[Stored data — start]
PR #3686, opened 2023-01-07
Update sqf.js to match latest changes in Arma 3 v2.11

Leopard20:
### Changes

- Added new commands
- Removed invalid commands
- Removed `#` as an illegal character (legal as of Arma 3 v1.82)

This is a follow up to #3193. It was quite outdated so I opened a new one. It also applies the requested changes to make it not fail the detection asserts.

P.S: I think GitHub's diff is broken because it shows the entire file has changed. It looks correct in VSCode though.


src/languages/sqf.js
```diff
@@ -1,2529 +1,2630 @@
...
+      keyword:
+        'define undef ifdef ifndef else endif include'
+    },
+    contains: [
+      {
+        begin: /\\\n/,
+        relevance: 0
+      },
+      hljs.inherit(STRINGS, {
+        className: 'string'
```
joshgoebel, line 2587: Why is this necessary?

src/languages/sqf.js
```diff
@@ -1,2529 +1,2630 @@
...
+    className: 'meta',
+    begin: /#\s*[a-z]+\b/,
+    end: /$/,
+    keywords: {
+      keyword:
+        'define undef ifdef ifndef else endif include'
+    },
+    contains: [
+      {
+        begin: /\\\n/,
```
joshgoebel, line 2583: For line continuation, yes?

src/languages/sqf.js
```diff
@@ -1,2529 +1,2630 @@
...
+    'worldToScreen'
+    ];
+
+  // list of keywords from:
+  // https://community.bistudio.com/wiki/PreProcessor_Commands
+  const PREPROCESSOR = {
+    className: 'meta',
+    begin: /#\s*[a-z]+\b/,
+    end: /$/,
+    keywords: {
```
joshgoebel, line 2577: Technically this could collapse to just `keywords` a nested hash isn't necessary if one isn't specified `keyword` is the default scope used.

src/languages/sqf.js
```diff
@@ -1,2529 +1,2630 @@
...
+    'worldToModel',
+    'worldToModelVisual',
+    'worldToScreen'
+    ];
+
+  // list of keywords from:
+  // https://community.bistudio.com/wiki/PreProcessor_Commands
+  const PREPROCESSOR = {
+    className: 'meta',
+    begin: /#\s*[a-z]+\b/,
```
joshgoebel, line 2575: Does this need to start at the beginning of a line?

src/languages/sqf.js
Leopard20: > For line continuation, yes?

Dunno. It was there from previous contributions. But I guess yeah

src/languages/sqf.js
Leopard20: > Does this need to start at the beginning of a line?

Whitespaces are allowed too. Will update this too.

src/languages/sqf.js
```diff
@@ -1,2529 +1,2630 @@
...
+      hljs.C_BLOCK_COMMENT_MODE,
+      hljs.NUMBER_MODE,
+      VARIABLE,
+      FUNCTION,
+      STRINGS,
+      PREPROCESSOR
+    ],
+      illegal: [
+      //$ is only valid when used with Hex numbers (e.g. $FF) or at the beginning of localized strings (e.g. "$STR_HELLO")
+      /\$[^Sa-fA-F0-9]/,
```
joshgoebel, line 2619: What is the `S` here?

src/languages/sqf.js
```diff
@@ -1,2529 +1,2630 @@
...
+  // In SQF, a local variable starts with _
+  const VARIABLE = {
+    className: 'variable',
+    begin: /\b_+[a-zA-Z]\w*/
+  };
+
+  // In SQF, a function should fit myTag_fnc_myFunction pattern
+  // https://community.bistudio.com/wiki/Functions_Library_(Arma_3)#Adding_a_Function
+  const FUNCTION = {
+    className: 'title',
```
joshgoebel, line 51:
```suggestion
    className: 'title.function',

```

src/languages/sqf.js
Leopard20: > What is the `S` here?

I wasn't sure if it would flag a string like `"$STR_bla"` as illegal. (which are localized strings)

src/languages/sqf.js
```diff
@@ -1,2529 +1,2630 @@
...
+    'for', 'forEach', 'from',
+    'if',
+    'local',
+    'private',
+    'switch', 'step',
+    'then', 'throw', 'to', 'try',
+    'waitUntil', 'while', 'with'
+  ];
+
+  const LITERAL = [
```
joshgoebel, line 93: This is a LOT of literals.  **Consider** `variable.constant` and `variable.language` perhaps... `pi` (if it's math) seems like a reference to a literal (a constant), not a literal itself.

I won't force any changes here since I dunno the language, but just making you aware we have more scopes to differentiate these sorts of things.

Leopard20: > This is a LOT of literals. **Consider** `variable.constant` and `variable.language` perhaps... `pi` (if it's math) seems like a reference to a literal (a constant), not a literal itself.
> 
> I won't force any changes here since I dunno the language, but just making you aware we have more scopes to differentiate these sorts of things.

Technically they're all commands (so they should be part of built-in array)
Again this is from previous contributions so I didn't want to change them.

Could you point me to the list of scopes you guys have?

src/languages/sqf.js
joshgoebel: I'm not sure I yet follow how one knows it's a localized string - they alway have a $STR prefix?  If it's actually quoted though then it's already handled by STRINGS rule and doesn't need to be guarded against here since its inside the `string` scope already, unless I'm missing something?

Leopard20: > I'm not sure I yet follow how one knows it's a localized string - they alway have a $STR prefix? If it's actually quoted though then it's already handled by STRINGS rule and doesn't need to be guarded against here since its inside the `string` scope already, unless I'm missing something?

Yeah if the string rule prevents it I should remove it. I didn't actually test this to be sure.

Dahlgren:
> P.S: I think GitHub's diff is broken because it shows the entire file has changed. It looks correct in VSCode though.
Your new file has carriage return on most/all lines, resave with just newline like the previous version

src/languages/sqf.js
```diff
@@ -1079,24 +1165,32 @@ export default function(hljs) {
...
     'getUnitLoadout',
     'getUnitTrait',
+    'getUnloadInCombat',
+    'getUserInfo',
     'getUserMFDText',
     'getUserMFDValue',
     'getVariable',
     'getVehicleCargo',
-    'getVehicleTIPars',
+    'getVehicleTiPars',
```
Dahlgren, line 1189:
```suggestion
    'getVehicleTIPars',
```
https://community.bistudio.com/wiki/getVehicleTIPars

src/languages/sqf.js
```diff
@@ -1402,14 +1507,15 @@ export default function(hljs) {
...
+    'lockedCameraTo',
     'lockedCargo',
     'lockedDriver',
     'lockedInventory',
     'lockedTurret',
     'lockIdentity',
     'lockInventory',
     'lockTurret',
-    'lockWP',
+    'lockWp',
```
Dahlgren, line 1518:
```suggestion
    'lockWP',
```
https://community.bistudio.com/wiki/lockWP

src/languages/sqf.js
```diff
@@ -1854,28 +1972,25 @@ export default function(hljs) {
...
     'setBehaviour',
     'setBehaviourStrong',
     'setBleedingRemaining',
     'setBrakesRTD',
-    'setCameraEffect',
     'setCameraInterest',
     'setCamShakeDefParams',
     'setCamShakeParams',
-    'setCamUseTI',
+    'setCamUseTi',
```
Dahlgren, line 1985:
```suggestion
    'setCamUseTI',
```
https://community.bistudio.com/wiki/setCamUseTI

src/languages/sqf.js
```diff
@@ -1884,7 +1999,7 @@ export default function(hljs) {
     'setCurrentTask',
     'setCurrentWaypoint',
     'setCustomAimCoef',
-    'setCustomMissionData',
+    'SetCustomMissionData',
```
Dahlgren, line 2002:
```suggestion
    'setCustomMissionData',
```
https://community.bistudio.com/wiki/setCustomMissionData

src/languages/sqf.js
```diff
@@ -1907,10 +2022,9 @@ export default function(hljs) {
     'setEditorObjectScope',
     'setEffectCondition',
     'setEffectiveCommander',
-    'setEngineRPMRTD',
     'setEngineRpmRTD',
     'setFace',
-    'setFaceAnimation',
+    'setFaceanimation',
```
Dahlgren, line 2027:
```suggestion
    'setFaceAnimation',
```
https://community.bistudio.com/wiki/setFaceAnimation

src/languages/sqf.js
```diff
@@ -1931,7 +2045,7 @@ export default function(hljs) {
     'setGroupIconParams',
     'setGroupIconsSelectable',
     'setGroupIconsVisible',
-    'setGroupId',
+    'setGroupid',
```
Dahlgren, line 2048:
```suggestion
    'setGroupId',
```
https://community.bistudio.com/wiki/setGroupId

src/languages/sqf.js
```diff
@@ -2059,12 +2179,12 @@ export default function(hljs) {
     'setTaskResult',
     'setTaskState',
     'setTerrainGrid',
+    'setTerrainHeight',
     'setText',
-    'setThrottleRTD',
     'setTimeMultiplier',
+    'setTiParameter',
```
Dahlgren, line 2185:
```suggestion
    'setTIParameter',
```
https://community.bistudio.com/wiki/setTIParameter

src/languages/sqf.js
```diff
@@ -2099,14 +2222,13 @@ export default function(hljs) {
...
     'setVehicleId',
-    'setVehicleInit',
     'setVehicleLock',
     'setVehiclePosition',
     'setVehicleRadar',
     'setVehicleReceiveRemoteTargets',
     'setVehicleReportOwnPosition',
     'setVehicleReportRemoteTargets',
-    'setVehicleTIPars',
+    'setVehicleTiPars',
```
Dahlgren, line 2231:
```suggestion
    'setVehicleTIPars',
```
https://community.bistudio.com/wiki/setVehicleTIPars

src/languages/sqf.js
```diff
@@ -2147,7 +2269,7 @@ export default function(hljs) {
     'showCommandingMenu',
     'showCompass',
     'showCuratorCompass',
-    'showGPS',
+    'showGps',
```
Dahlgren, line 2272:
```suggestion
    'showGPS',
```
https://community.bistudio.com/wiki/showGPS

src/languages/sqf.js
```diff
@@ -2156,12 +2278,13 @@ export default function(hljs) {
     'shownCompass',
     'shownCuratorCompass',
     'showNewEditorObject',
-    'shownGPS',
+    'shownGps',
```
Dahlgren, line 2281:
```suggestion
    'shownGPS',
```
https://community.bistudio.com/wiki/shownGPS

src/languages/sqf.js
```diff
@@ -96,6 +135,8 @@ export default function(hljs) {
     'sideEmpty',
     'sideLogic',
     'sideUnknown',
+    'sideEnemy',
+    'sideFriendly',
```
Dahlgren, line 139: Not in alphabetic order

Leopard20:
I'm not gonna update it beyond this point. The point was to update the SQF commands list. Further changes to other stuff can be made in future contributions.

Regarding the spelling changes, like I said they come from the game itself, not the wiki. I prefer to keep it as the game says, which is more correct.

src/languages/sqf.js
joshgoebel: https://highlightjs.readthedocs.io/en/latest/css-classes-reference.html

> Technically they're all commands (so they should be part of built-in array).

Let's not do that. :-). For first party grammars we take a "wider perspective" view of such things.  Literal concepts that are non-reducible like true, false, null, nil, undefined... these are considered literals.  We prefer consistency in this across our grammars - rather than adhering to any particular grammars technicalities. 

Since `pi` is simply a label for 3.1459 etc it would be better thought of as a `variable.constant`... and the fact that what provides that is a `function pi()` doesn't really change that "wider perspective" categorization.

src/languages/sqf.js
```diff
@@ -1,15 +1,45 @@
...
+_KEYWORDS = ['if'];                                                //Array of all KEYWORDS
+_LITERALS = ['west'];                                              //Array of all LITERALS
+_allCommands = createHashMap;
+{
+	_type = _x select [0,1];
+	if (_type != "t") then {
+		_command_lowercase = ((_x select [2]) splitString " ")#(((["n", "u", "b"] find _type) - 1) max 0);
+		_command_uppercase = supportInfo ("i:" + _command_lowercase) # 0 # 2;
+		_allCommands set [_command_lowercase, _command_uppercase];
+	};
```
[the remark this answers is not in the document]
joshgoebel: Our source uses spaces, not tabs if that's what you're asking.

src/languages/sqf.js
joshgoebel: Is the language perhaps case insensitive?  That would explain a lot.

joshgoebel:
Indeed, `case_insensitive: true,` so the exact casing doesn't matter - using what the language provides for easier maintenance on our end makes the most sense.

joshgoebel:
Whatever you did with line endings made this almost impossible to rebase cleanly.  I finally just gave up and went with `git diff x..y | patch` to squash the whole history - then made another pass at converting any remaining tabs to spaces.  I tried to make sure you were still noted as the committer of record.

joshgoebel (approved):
[Stored data — finish]
[Stored data — start]
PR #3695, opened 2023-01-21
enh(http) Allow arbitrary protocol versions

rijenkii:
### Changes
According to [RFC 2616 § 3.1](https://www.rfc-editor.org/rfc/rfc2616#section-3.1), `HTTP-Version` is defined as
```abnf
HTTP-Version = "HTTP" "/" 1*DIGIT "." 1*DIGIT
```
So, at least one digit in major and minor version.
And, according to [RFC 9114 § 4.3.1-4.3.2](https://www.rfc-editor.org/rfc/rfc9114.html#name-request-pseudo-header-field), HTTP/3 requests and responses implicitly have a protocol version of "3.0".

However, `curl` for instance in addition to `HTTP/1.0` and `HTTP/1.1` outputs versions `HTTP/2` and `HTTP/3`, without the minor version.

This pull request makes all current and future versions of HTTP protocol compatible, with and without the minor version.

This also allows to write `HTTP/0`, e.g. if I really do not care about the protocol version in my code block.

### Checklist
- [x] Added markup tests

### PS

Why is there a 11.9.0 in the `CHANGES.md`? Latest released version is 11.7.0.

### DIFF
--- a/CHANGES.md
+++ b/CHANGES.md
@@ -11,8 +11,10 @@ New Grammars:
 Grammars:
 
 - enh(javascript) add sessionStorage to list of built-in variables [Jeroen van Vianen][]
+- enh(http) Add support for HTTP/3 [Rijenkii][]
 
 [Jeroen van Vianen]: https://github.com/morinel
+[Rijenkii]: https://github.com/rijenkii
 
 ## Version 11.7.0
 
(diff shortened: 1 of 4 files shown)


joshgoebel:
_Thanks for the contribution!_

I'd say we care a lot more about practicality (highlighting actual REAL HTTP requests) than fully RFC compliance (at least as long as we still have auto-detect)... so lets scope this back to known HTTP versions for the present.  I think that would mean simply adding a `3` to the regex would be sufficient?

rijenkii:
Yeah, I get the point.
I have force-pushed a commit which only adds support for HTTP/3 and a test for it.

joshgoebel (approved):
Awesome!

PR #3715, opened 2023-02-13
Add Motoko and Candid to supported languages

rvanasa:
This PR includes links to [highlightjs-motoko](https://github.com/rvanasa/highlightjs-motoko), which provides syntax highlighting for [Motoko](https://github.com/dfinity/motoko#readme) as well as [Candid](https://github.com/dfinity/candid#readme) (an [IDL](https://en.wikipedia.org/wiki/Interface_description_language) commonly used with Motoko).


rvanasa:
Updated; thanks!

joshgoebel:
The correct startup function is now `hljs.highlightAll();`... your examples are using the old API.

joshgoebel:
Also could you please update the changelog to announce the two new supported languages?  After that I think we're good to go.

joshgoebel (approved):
[Stored data — finish]
Work instruction -
Count every line of the data above where "wider" appears, and give the total only.

Result of this exercise -
2